If someone downrates me, how can I detect that in this situation? _confusion_


----------



## Pax Collector (Feb 18, 2018)

Ellipsis said:


> If someone downrates me, how can I detect that in this situation? _confusion_


If someone downrates you, your rating will drop by a point or two. You'll know then.


----------



## pizzaladee (May 23, 2018)

Scroll through the rating forum. You will see it clearly explained.


----------



## Uber Crack (Jul 19, 2017)

I have also noticed that the ratings are stuck. I hear all the explanations and I understand them but mine are stuck too. The reason I know this is that I have the breakdown of exact stars I have, I've done a couple of hundred rides and it's exactly the same. There's just no way on this green earth.


----------



## KD_LA (Aug 16, 2017)

Uber Crack said:


> There's just no way on this green earth.

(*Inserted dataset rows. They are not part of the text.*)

PR #7219, opened 2023-09-13
op-challenger: Add unit test for the poisoned pre-state case

ajsutton:
**Description**

Document the poisoned pre-state test in a unit test.

### DIFF
--- a/op-challenger/game/fault/solver/game_solver_test.go
+++ b/op-challenger/game/fault/solver/game_solver_test.go
@@ -5,6 +5,7 @@ import (
 	"encoding/hex"
 	"testing"
 
+	"github.com/ethereum-optimism/optimism/cannon/mipsevm"
 	faulttest "github.com/ethereum-optimism/optimism/op-challenger/game/fault/test"
 	"github.com/ethereum/go-ethereum/common"
 	"github.com/stretchr/testify/require"
@@ -82,6 +83,32 @@ func TestCalculateNextActions(t *testing.T) {
 					DefendCorrect()
 				lastHonestClaim.AttackCorrect().ExpectStepDefend()
 				lastHonestClaim.Attack(common.Hash{0xdd}).ExpectStepAttack()
+			},
+		},
+
+		{
+			name:                "PoisonedPreState",
+			agreeWithOutputRoot: true,
+			setupGame: func(builder *faulttest.GameBuilder) {
+				// Create a cannon state that is exited and resolved that the output root was invalid
+				maliciousState := mipsevm.State{
+					Memory:   mipsevm.NewMemory(),
+					ExitCode: 1,
+					Exited:   true,
+				}
+				maliciousStateHash, _ := maliciousState.EncodeWitness().StateHash()
+
+				// Dishonest actor counters their own claims to set up a situation with an invalid prestate
+				// The honest actor should attack all claims that support the root claim (disagree with the output root)
+				builder.Seq().ExpectAttack(). // This expected action is the winning move.
+								Attack(maliciousStateHash).
+								Defend(maliciousStateHash).ExpectAttack().
+								Attack(maliciousStateHash).
+								Attack(maliciousStateHash).ExpectStepAttack()
+
+				// The attempt to step against our malicious leaf node will fail because the pre-state won't match our
+				// malicious state hash. However, it is the very first expected action, attacking the root claim with
+				// the correct hash that wins the game since it will be the left-most uncountered claim.
 			},
 		},
 	}
--- a/op-challenger/game/fault/solver/game_solver_test.go
+++ b/op-challenger/game/fault/solver/game_solver_test.go
@@ -5,7 +5,6 @@ import (
 	"encoding/hex"
 	"testing"
 
-	"github.com/ethereum-optimism/optimism/cannon/mipsevm"
 	faulttest "github.com/ethereum-optimism/optimism/op-challenger/game/fault/test"
 	"github.com/ethereum/go-ethereum/common"
 	"github.com/stretchr/testify/require"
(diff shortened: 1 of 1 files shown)


op-challenger/game/fault/solver/game_solver_test.go
```diff
@@ -84,6 +85,32 @@ func TestCalculateNextActions(t *testing.T) {
...
+
+				// Dishonest actor counters their own claims to set up a situation with an invalid prestate
+				// The honest actor should attack all claims that support the root claim (disagree with the output root)
+				builder.Seq().ExpectAttack(). // This expected action is the winning move.
+								Attack(maliciousStateHash).
+								Defend(maliciousStateHash).ExpectAttack().
+								Attack(maliciousStateHash).
+								Attack(maliciousStateHash).ExpectStepAttack()
+
+				// The attempt to step against our malicious leaf node will fail because the pre-state won't match our
```
Inphi, line 103: do you mean to say the step will _succeed_, countering the malicious claim?

op-challenger/game/fault/solver/game_solver_test.go
```diff
@@ -84,6 +85,32 @@ func TestCalculateNextActions(t *testing.T) {
...
+				// malicious state hash. However, it is the very first expected action, attacking the root claim with
+				// the correct hash that wins the game since it will be the left-most uncountered claim.
```
Inphi, line 105: Isn't the attack against root also malicious, with an incorrect hash?
Seems to me that this game, the CHALLENGER wins (by default) not because the first action is correct, but because the DEFENDER failed provide an uncontested claim. Which is the correct outcome.

Inphi (commented):
Thanks for writing a test case for this.

op-challenger/game/fault/solver/game_solver_test.go
ajsutton: No, the setup I'm going for is where the honest challenger can't call step because it would have to use the attacker's pre-state and that won't be what it tries to provide.

The claims the honest actor evaluates are:
```
    game_solver_test.go:123: Claim 0: Pos: 1 TraceIdx: 15 ParentIdx: 0, Countered: false, Value: 0x000000000000000000000000000000000000000000000000000000000000000f
    game_solver_test.go:123: Claim 1: Pos: 2 TraceIdx: 7 ParentIdx: 0, Countered: false, Value: 0x018bd1331cba4019004e3d2a2cb9fcb748d97fdfe2972b8b856b71d55e06c2b3
    game_solver_test.go:123: Claim 2: Pos: 6 TraceIdx: 11 ParentIdx: 1, Countered: false, Value: 0x018bd1331cba4019004e3d2a2cb9fcb748d97fdfe2972b8b856b71d55e06c2b3
    game_solver_test.go:123: Claim 3: Pos: 12 TraceIdx: 9 ParentIdx: 2, Countered: false, Value: 0x018bd1331cba4019004e3d2a2cb9fcb748d97fdfe2972b8b856b71d55e06c2b3
    game_solver_test.go:123: Claim 4: Pos: 24 TraceIdx: 8 ParentIdx: 3, Countered: false, Value: 0x018bd1331cba4019004e3d2a2cb9fcb748d97fdfe2972b8b856b71d55e06c2b3
```

So trace index 7, 8 and 9 have all been provided by the attacker and the honest actor won't be able to provide a state that matches them.

Actually I probably should have just used random hash values that there is no pre-image for rather than creating a malicious state - if the honest actor was really smart they could actually apply a step based on that malicious state. I'll push that change up.

op-challenger/game/fault/solver/game_solver_test.go
ajsutton: There will be two attacks against the root - the malicious one from the first `Attack(maliciousStateHash)` call which is already countered by the dishonest actor and we expect the honest actor to also attack the root but with the correct claim.  The honest actor's attack on the root will be what goes on to win the game - the dishonest actor could respond to it but it shows the honest actor can "escape" the poisoning by attacking left.

Expected moves are:
```
    game_solver_test.go:125: Move 0: Type: move, ParentIdx: 0, Attack: true, Value: 0x0157c6880317692d1e241d4e588624849a414af4c7f958811b533447ec42aec8, PreState: , ProofData: 
    game_solver_test.go:125: Move 1: Type: move, ParentIdx: 2, Attack: true, Value: 0x0110caf4eb645e6e135f3034a51a2295a2e216f2fb35fdb47d2c2a2d591db7ff, PreState: , ProofData: 
    game_solver_test.go:125: Move 2: Type: step, ParentIdx: 4, Attack: true, Value: 0x0000000000000000000000000000000000000000000000000000000000000000, PreState: 00000000000000000000000000000000000000000000000000000000000000070000000000000000000000000000000000000000000000000000000000000068, ProofData: 07
```

ajsutton:
I'm tossing up how we can integrate the actual resolution and step implementations into these tests. I don't really want to reimplement that logic in go but setting up this state in a real block chain would be way slower.  It would be really nice to assert that if the honest actors actions were applied that it would always wind up in a winning position though.

op-challenger/game/fault/solver/game_solver_test.go
Inphi: What I meant is that the dishonest actor calls step (as `ExpectStepAttack` asserts) and succeeds in countering a claim supported by the honest challenger.
The motivation here is to DoS/coerce the honest challenger into supporting untruthful claims. If the poisoned claim remains uncontested after a step, then there's no point to creating poisoned claims.

op-challenger/game/fault/solver/game_solver_test.go
Inphi: gotcha. I misread the setup code as the only moves in the game.

op-challenger/game/fault/solver/game_solver_test.go
Inphi: I think we agree here, but perhaps I'm interpreting a "failed step", as worded here in the comments, to mean the claim being disputed remains uncontested.

ajsutton: The `Expect*()` calls are setting out what we expect the honest challenger to do - or at least try to do. So it's actually the honest challenger that tries to call step but it will supply the wrong pre-state and so the call will fail.  With the original malicious state that had a pre-image the dishonest actor could have called step successfully to counter their own leaf claim, though that would have then been showing their original root claim to be invalid which they aren't trying to do.

I'm definitely keen to work out how to make all of this easier to understand - the aim of these tests is to give us something more concrete to discuss but that's not helpful if it's still ambiguous.

Inphi: Understood. The poison scenario I originally had in mind is where the honest actor moves last, so it's the dishonest's _turn_ to step. But this setup is analogous and illustrates poison similarly.

Inphi (approved):

PR #7226, opened 2023-09-13
contracts-bedrock: ProtocolVersions contract

protolambda:
**Description**

`ProtocolVersions` smart contract to signal superchain protocol upgrades to nodes. See #6388 for specs.

Changes:
- New contract
- Contract testing
- Metadata update (semver, gas snapshot)
- Deploy script
- Deploy config updates
- Go bindings artifacts list update + regenerated bindings
- devnetL1 template update, used in op-e2e testing
- op-chain-ops config test updates

**Tests**

The new contract largely follows the same patterns as established in the `SystemConfig` and is tested the same way as well.

**Metadata**

Fix CLI-4205

Fix CLI-4206


packages/contracts-bedrock/test/ProtocolVersions.t.sol
```diff
@@ -0,0 +1,124 @@
...
+        assertEq(protocolVersions.owner(), alice);
+
+        assertEq(ProtocolVersion.unwrap(protocolVersionsImpl.required()), 0);
+        assertEq(ProtocolVersion.unwrap(protocolVersionsImpl.recommended()), 0);
+        assertEq(protocolVersionsImpl.owner(), address(0xdEad));
+    }
+
+    /// @dev Ensures that the events are emitted during initialization.
+    function test_initialize_events_succeeds() external {
+        //vm.store(address(protocolVersions), bytes32(uint256(106)), bytes32(0));
```
tynes: You can delete this dead code

tynes:
Looks like a build error

```
#78 199.4 ../op-chain-ops/genesis/config.go:203:33: undefined: params.ProtocolVersion
#78 199.4 ../op-chain-ops/genesis/config.go:206:36: undefined: params.ProtocolVersion
```

protolambda:
@tynes Ah, PR-splitting issue, I'll change it to `common.Hash` for now, and then update it back to `params.ProtocolVersion` in the next PR that introduces the geth changes.

op-chain-ops/genesis/config.go
```diff
@@ -522,6 +527,8 @@ type L1Deployments struct {
 	ProxyAdmin                        common.Address `json:"ProxyAdmin"`
 	SystemConfig                      common.Address `json:"SystemConfig"`
 	SystemConfigProxy                 common.Address `json:"SystemConfigProxy"`
+	ProtocolVersions                  common.Address `json:"ProtocolVersions"`
```
tynes, line 530: In the previous PR, I did add a useful comment to the godoc for this struct

op-chain-ops/genesis/config.go
```diff
@@ -198,6 +197,12 @@ type DeployConfig struct {
 	// FundDevAccounts configures whether or not to fund the dev accounts. Should only be used
 	// during devnet deployments.
 	FundDevAccounts bool `json:"fundDevAccounts"`
+	// RequiredProtocolVersion indicates the protocol version that
+	// nodes are required to adopt, to stay in sync with the network.
+	RequiredProtocolVersion common.Hash `json:"requiredProtocolVersion"`
+	// RequiredProtocolVersion indicates the protocol version that
+	// nodes are recommended to adopt, to stay in sync with the network.
+	RecommendedProtocolVersion common.Hash `json:"recommendedProtocolVersion"`
```
tynes, line 205: We should probably add something into the `Check` method. If we return an error when its the empty value, then it will break `pnpm validate-deploy-configs` in `contracts-bedrock` and we will need to update all deploy configs with values. Another option is to log a warning if it is empty, which seems sane to do in the short term. Then when its in production, we can error if its not set

op-chain-ops/genesis/config.go
protolambda: Was it this exact struct? Let me try to find it, I may have missed it when diffing and cherry-picking changes from the PR

protolambda: Can't find it in the old PR, I believe it's the deploy-config struct only that had comments, the L1Deployments one does not. Feel free to suggest some (the other addresses do not have comments here either though).

packages/contracts-bedrock/src/L1/ProtocolVersions.sol
```diff
@@ -0,0 +1,131 @@
...
+    /// @param _owner             Initial owner of the contract.
+    /// @param _required          Required protocol version to operate on this chain.
+    /// @param _recommended       Recommended protocol version to operate on thi chain.
+    function initialize(
+        address _owner,
+        ProtocolVersion _required,
+        ProtocolVersion _recommended
+    )
+        public
+        reinitializer(2)
```
maurelian, line 62: More of a question: 1 would work here since this is an new contract, are we just standardizing on 2 for consistency across the codebase?

packages/contracts-bedrock/src/L1/ProtocolVersions.sol
```diff
@@ -0,0 +1,131 @@
...
+
+    /// @notice Stores a ProtocolVersion in an arbitrary storage slot, `_slot`.
+    /// @param _version The protocol version to store
+    /// @param _slot The storage slot to store the address in.
+    /// @dev WARNING! This function must be used cautiously, as it allows for overwriting values
+    ///      in arbitrary storage slots.
+    function _setProtocolVersion(ProtocolVersion _version, bytes32 _slot) internal {
+        assembly {
+            sstore(_slot, _version)
+        }
```
maurelian, line 87: Could we just inline this logic to `_setRecommended` and `_setRequired`? Then we don't need this function or the big scary warning.

packages/contracts-bedrock/src/L1/ProtocolVersions.sol
```diff
@@ -0,0 +1,131 @@
...
+        _setRequired(_required);
+        _setRecommended(_recommended);
+    }
+
+    /// @notice Returns a ProtocolVersion stored in an arbitrary storage slot.
+    ///         These storage slots decouple the storage layout from solc's automation.
+    /// @param _slot The storage slot to retrieve the address from.
+    function _getProtocolVersion(bytes32 _slot) internal view returns (ProtocolVersion out_) {
+        assembly {
+            out_ := sload(_slot)
```
maurelian, line 75: same as below, why not just inline this into the other two places its used?

packages/contracts-bedrock/src/L1/ProtocolVersions.sol
refcell: ++

refcell (commented):
Looks good to me aside from existing comments

op-chain-ops/genesis/config.go
protolambda: There is no clear spec how to add optional backwards compatible deploy config values. I think the current approach is correct. I'll open an issue to track it, feel free to tweak the deploy config in a follow-up PR.

protolambda: Tracking in CLI-4401

packages/contracts-bedrock/src/L1/ProtocolVersions.sol
protolambda: @tynes suggested to keep `2`, like the system config, for consistency. We can then increment the value globally across all contracts as necessary, to avoid cross-contract storage issues.

packages/contracts-bedrock/src/L1/ProtocolVersions.sol
protolambda: I appreciate the suggestion, but this was implemented exactly what `_getAddress` does in the `SystemConfig`, which I do not think is a bad reference, as we re-use the version loading here twice, and possibly more in the future.

Do we want slight duplication + removal of helper + inconsistency with SystemConfig, or do we want verbosity but consistency with SystemConfig? Need one design direction here, but I'm getting different ideas from different reviewers.

packages/contracts-bedrock/src/L1/ProtocolVersions.sol
protolambda: See other comment

packages/contracts-bedrock/src/L1/ProtocolVersions.sol
maurelian: `_setAddress()` is called 8 times in SystemConfig, so the duplication feels more justified to me there.

maurelian (approved):

packages/contracts-bedrock/src/L1/ProtocolVersions.sol
maurelian: I have approved, I think inlining the logic is the right move, but I won't block it. You can resolve this as you see fit.

tynes (approved):

PR #7242, opened 2023-09-13
cannon: Use zlib compressed base64 instead of hex for serialization

trianglesphere:
**Description**

This changes the serialization format of state.json. It compresses the pages memory with zlib and then uses base64 encoding instead of hex encoding because base64 encoding is more compact.

This sees significant reduction in file size of snapshots. It also reduces the inuse memory caused by JSON marshalling. The sync pool of the zlib writer may slightly reduce the inuse allocations, but significantly reduces the lifetime allocations.

**Tests**

Manually tested detect snippet. Have tested the cannon binary in k8s.

### DIFF
--- a/cannon/mipsevm/page.go
+++ b/cannon/mipsevm/page.go
@@ -8,7 +8,6 @@ import (
 	"encoding/json"
 	"fmt"
 	"io"
-	"regexp"
 	"sync"
 
 	"github.com/ethereum/go-ethereum/crypto"
@@ -19,19 +18,6 @@ var zlibWriterPool = sync.Pool{
 		var buf bytes.Buffer
 		return zlib.NewWriter(&buf)
 	},
-}
-
-func detectEncoding(data []byte) (string, error) {
-	// Regular expressions to check for base64 and hex patterns
-	base64Pattern := "^[A-Za-z0-9+/]*={0,2}$"
-	hexPattern := "^[0-9a-fA-F]*$"
-
-	if regexp.MustCompile(hexPattern).MatchString(string(data)) {
-		return "hex", nil
-	} else if regexp.MustCompile(base64Pattern).MatchString(string(data)) {
-		return "base64", nil
-	}
-	return "", fmt.Errorf("Unable to determine encoding for data: %s", data)
 }
 
 type Page [PageSize]byte
@@ -53,12 +39,6 @@ func (p *Page) MarshalJSON() ([]byte, error) { // nosemgrep
 func (p *Page) UnmarshalJSON(dat []byte) error {
 	// Strip off the `"` characters at the start & end.
 	dat = dat[1 : len(dat)-1]
-	// Detect hex or bas64 encoding. legacy hex encoding is uncompressed
-	if t, err := detectEncoding(dat); err != nil {
-		return err
-	} else if t == "hex" {
-		return p.UnmarshalText(dat)
-	}
 	// Decode b64 then decompress
 	r, err := zlib.NewReader(base64.NewDecoder(base64.StdEncoding, bytes.NewReader(dat)))
 	if err != nil {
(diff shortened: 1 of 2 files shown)


cannon/mipsevm/page.go
```diff
@@ -1,12 +1,39 @@
...
+func detectEncoding(data []byte) (string, error) {
+	// Regular expressions to check for base64 and hex patterns
+	base64Pattern := "^[A-Za-z0-9+/]*={0,2}$"
+	hexPattern := "^[0-9a-fA-F]*$"
+
+	if regexp.MustCompile(hexPattern).MatchString(string(data)) {
+		return "hex", nil
+	} else if regexp.MustCompile(base64Pattern).MatchString(string(data)) {
+		return "base64", nil
+	}
```
ajsutton: There is an issue where were hex chars are a strict subset of base64 so while its unlikely for memory, it's possible that we wrote base64 using only valid hex chars and would then interpret it wrong on reload.  That would cause games to be lost incorrectly so isn't something we can really risk. (Assuming I'm reading the regex right and the trailing `=` chars on base64 are optional).

We might be better off prefixing base64 content with `base64:` so there's no doubt about the formatting of the data.

cannon/mipsevm/page.go
```diff
@@ -1,12 +1,39 @@
...
+	},
+}
+
+func detectEncoding(data []byte) (string, error) {
+	// Regular expressions to check for base64 and hex patterns
+	base64Pattern := "^[A-Za-z0-9+/]*={0,2}$"
+	hexPattern := "^[0-9a-fA-F]*$"
+
+	if regexp.MustCompile(hexPattern).MatchString(string(data)) {
+		return "hex", nil
```
Inphi: nit: use enums for the encodings

cannon/mipsevm/page.go
trianglesphere: yea, it's a concern. It's also a problem in the other direction though - if a page is all 0s, it will be reported as base64 (which is why the hex check is first).

TBH I think we should migrate to this new format rather than supporting both, but for the short term supporting both is nice in terms of `prestate.json`

ajsutton: Yeah agreed we don't want to live with hex for long, but having a clear `base64:` prefix would simplify the check and completely avoid any risk of incorrect detection while preserving compatibility for the existing prestate. I just think it's worth avoiding ever adding code that would potentially lead to us making invalid claims.

cannon/mipsevm/page.go
```diff
@@ -1,12 +1,39 @@
...
+	} else if regexp.MustCompile(base64Pattern).MatchString(string(data)) {
+		return "base64", nil
+	}
+	return "", fmt.Errorf("Unable to determine encoding for data: %s", data)
+}
+
 type Page [PageSize]byte
 
 func (p *Page) MarshalText() ([]byte, error) {
```
Inphi: We should be able to remove this function. It's unused now that `Page` implements `MarshalJSON`

cannon/mipsevm/page.go
```diff
@@ -1,12 +1,39 @@
...
+		return zlib.NewWriter(&buf)
+	},
+}
+
+func detectEncoding(data []byte) (string, error) {
+	// Regular expressions to check for base64 and hex patterns
+	base64Pattern := "^[A-Za-z0-9+/]*={0,2}$"
+	hexPattern := "^[0-9a-fA-F]*$"
+
+	if regexp.MustCompile(hexPattern).MatchString(string(data)) {
```
Inphi: nit: can pre-compile the regex at init time

Inphi (approved):
LGTM. Just a couple nits

ajsutton (approved):
LGTM.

Partially-green, it's gone brown in many parts. Then there's the white parts at the top and bottom.


----------



## TheDevilisaParttimer (Jan 2, 2019)

KD_LA said:


> Partially-green, it's gone brown in many parts. Then there's the white parts at the top and bottom.


I'm certain it's mostly blue.


----------



## Altimalady (Jan 1, 2019)

MarvinG said:


> So, I have been stuck on 4.94 for quite a few weeks, and I have 485 5 stars.
> 
> In the last few weeks, I have also had a few more 5 stars but it keeps on showing 485 5 stars.
> 
> Any insight on why it is not moving?


I notice this too. It's been stuck in the same number for weeks. I used to see the number of 5_s going up just after I finish a ride. I also notice that some 4_s disappear when I accept most of the rides. And my 5*s disappear when I cancel rides. I think Uber is playing with the rating.



Uber Crack said:


> I have also noticed that the ratings are stuck. I hear all the explanations and I understand them but mine are stuck too. The reason I know this is that I have the breakdown of exact stars I have, I've done a couple of hundred rides and it's exactly the same. There's just no way on this green earth.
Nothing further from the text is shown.